▶ Problem to work on: Give the number of lines in the records below that include the word "running", and add nothing to it.

[Saved data entries]
◇ ◇ ◇

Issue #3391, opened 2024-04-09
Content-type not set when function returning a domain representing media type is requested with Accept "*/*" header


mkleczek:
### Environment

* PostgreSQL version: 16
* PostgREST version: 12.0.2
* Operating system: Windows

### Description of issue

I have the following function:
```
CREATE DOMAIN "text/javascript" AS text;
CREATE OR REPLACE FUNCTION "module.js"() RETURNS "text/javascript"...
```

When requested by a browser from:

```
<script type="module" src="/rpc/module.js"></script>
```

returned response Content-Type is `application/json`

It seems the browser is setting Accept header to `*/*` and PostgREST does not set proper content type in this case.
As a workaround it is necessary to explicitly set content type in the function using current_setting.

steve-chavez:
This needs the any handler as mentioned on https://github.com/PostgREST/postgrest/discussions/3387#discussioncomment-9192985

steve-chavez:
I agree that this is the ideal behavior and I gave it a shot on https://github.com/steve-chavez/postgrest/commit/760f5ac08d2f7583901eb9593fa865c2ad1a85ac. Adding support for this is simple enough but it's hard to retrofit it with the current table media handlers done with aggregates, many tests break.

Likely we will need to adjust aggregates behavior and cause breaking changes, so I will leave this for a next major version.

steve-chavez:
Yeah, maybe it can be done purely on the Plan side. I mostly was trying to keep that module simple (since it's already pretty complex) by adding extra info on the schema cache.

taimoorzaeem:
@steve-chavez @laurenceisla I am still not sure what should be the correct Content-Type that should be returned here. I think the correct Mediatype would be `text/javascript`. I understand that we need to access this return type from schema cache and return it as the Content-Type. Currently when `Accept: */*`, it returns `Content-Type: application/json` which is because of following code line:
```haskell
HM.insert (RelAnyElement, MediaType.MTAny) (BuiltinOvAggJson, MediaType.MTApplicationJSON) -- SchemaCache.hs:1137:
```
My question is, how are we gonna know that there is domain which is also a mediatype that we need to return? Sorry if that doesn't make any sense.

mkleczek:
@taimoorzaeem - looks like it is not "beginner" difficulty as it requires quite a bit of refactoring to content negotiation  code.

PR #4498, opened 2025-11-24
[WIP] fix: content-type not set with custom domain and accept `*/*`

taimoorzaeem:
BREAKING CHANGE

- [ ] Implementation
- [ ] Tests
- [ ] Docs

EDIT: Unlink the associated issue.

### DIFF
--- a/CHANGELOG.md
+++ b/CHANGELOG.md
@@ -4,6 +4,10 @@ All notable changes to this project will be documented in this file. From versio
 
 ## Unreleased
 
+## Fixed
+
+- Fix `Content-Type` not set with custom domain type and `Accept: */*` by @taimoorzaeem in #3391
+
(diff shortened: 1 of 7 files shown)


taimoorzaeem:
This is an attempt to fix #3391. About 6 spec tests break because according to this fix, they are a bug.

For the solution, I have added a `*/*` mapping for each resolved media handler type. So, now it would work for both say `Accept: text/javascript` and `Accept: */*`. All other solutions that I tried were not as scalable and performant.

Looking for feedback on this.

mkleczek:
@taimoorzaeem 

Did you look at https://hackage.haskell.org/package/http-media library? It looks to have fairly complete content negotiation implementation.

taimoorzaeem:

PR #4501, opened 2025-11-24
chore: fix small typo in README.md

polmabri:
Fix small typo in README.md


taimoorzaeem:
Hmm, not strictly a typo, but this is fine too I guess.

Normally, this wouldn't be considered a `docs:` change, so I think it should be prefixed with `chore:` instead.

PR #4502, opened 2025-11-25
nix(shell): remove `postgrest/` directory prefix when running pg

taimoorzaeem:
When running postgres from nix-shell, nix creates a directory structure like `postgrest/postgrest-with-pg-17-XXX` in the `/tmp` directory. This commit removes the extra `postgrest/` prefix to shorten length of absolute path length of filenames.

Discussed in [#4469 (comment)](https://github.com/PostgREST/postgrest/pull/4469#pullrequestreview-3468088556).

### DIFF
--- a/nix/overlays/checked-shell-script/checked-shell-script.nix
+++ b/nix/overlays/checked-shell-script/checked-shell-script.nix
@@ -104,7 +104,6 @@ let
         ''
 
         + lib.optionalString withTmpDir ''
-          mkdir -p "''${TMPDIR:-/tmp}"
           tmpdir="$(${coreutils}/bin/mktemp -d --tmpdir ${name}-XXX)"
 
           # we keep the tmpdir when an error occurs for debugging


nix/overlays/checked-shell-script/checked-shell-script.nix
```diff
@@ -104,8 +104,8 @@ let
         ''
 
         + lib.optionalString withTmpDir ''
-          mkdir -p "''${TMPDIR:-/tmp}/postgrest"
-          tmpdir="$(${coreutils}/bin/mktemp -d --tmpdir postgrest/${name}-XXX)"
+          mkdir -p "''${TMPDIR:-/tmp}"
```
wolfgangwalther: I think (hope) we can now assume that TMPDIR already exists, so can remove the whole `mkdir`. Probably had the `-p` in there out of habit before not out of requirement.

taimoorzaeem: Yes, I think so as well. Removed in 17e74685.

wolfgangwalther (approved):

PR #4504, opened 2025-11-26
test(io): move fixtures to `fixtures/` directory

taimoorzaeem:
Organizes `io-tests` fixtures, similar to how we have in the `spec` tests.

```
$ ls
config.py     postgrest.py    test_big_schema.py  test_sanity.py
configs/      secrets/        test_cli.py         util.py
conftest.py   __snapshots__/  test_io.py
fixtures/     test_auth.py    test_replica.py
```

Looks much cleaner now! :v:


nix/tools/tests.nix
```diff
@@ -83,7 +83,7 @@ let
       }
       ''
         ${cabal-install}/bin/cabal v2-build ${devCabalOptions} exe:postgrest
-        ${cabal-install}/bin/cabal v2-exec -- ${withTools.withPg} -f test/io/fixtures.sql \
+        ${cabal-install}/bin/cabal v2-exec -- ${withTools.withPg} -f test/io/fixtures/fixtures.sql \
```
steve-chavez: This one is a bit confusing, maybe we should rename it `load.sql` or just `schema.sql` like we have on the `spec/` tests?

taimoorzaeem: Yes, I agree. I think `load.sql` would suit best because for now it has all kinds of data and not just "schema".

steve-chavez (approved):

◇ ◇ ◇

▶ Written reply: 2